Exercise instructions: Transcribe the records word for word, beginning with the first line and ending with the line that contains "We checked have"; include nothing else.

Available data:
━━━━━━━━

Issue #2239, opened 2026-03-21
[Bug]: Latest relese does not work on Talos Linux because of incorrect version parsing


finomen:
**Describe the bug**
Latest release fails to list gpus because it fails to process OS version:
{"level":"error","ts":1774112196.4380157,"msg":"Reconciler error","controller":"clusterpolicy-controller","object":{"name":"cluster-policy"},"namespace":"","name":"cluster-policy","reconcileID":"991b62e2-34f1-4844-9ed3-fe049d7a5c04","error":"failed to retrieve GPU node OS tag: error processing OS major version v1: strconv.Atoi: parsing \"v1\": invalid syntax"}

Annotations on node are the following:
"feature.node.kubernetes.io/system-os_release.ID": "talos",
"feature.node.kubernetes.io/system-os_release.VERSION_ID": "v1.12.6",

Operator 25.10.1 works fine. Likely, it was broken in https://github.com/NVIDIA/gpu-operator/commit/3fb6dd3095e9ec109597a541252f19d957a4bef0

**To Reproduce**
Install on Talos linux

**Expected behavior**
OPerator works

**Environment (please provide the following information):**
 - GPU Operator Version: 26.3.0
 - OS: Talos 1.12.6
 - Kernel Version: 6.18.18-talos
 - Container Runtime Version: 2.1.6
 - Kubernetes Distro and Version: v1.34.0

rahulait:
Thanks @finomen for filing this bug. Does the following image works fine for you? I've provided sample values.yaml change to pull this fix until we release a newer patched version.

```
operator:
  repository: ghcr.io/nvidia
  image: gpu-operator
  version: 670be908
```

gimmw:
Thanks @rahulait, I can confirm that image resolved the same issue I had (talos 1.10.6)

ch9hn:
We checked have the same issue with the above provided Image and Talos 1.12.6 even when we define the new image.

`failed to retrieve GPU node OS tag: unable to retrieve OS name from label feature.node.kubernetes.io/system-os_release.ID`

```
    helm:
      values: |
        operator:
          repository: ghcr.io/nvidia
          image: gpu-operator
          version: 670be908
          defaultRuntime: containerd
```

rahulait:
@ch9hn can you share what node labels you have on the node? You can also specify the version as "main-latest" as the fix has been merged to main. I would like to see what labels your node has and why its failing there.

ch9hn:
[...]

PR #2244, opened 2026-03-24
store os release name and use it than recalculating from tag which is errorprone

rahulait:
## Description
Fixes https://github.com/NVIDIA/gpu-operator/issues/2239

Instead of re-calculating os release from the tag (which is errorprone as there can be different combinations and all might not be covered by code), store the os-release when its fetched from node label and then re-use it where required.

## Checklist

### DIFF
--- a/controllers/object_controls.go
+++ b/controllers/object_controls.go
@@ -3298,16 +3298,9 @@ func resolveDriverTag(n ClusterPolicyController, driverSpec interface{}) (string
 	return image, nil
 }
 
-func getOSName(osTag string) string {
-	// Extract base OS ID by stripping version suffix from osTag
-	// Examples: "rhel10" -> "rhel", "ubuntu22.04" -> "ubuntu", "rocky9" -> "rocky"
-	osID := strings.TrimRight(osTag, "0123456789.")
-	return osID
-}
-
 // getRepoConfigPath returns the standard OS specific path for repository configuration files.
 func (n ClusterPolicyController) getRepoConfigPath() (string, error) {
-	osID := getOSName(n.gpuNodeOSTag)
+	osID := n.gpuNodeOSRelease
 	if path, ok := RepoConfigPathMap[osID]; ok {
 		return path, nil
 	}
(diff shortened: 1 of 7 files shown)


controllers/object_controls.go
```diff
@@ -3298,16 +3298,12 @@ func resolveDriverTag(n ClusterPolicyController, driverSpec interface{}) (string
...
-	// Examples: "rhel10" -> "rhel", "ubuntu22.04" -> "ubuntu", "rocky9" -> "rocky"
-	osID := strings.TrimRight(osTag, "0123456789.")
-	return osID
-}
-
 // getRepoConfigPath returns the standard OS specific path for repository configuration files.
 func (n ClusterPolicyController) getRepoConfigPath() (string, error) {
-	osID := getOSName(n.gpuNodeOSTag)
+	osID := n.gpuNodeOSRelease
+	if osID == "" {
```
tariq1890: Can we not throw this error at the time of setting this property? There is a never a working scenario where this property would be empty, right?

rahulait: We only sets this field when hasGPUNodes is [true](https://github.com/NVIDIA/gpu-operator/blob/652724dd65926e85ea411da0f1525467439a2a8d/controllers/state_manager.go#L941), so there is a valid reconcile path where the property stays empty (for example, no GPU nodes yet).

controllers/object_controls_test.go
```diff
@@ -225,13 +225,14 @@ func setup() error {
 	if gpuNodeCount == 0 {
 		return fmt.Errorf("no gpu nodes in mock cluster")
 	}
-	gpuNodeOSTag, err := clusterPolicyController.getGPUNodeOSTag()
+	gpuNodeOSRelease, gpuNodeOSTag, err := clusterPolicyController.getGPUNodeOSInfo()
```
tariq1890, line 228: @rahulait Can we not throw an error here if the gpuNodeOSRelease and gpuNodeOSTag is empty? This code path is only executed after gpu nodes are detected. This would eliminate some redundant code

rahulait: Updated.

tariq1890:
Looks like the unit tests are failing

controllers/object_controls.go
```diff
@@ -3618,7 +3611,6 @@ func transformDriverContainer(obj *appsv1.DaemonSet, config *gpuv1.ClusterPolicy
 		}
 	}
 
-	osID = getOSName(n.gpuNodeOSTag)
```
tariq1890, line 3621: Instead of removing this line, we want it to be this instead

```
osID := n.gpuNodeOSRelease
```

rahulait: Its set on line 3551.

rahulait:
> Looks like the unit tests are failing

Should be fixed now.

━━━━━━━━

Answer to this exercise:
Issue #2239, opened 2026-03-21
[Bug]: Latest relese does not work on Talos Linux because of incorrect version parsing


finomen:
**Describe the bug**
Latest release fails to list gpus because it fails to process OS version:
{"level":"error","ts":1774112196.4380157,"msg":"Reconciler error","controller":"clusterpolicy-controller","object":{"name":"cluster-policy"},"namespace":"","name":"cluster-policy","reconcileID":"991b62e2-34f1-4844-9ed3-fe049d7a5c04","error":"failed to retrieve GPU node OS tag: error processing OS major version v1: strconv.Atoi: parsing \"v1\": invalid syntax"}

Annotations on node are the following:
"feature.node.kubernetes.io/system-os_release.ID": "talos",
"feature.node.kubernetes.io/system-os_release.VERSION_ID": "v1.12.6",

Operator 25.10.1 works fine. Likely, it was broken in https://github.com/NVIDIA/gpu-operator/commit/3fb6dd3095e9ec109597a541252f19d957a4bef0

**To Reproduce**
Install on Talos linux

**Expected behavior**
OPerator works

**Environment (please provide the following information):**
 - GPU Operator Version: 26.3.0
 - OS: Talos 1.12.6
 - Kernel Version: 6.18.18-talos
 - Container Runtime Version: 2.1.6
 - Kubernetes Distro and Version: v1.34.0

rahulait:
Thanks @finomen for filing this bug. Does the following image works fine for you? I've provided sample values.yaml change to pull this fix until we release a newer patched version.

```
operator:
  repository: ghcr.io/nvidia
  image: gpu-operator
  version: 670be908
```

gimmw:
Thanks @rahulait, I can confirm that image resolved the same issue I had (talos 1.10.6)

ch9hn:
We checked have the same issue with the above provided Image and Talos 1.12.6 even when we define the new image.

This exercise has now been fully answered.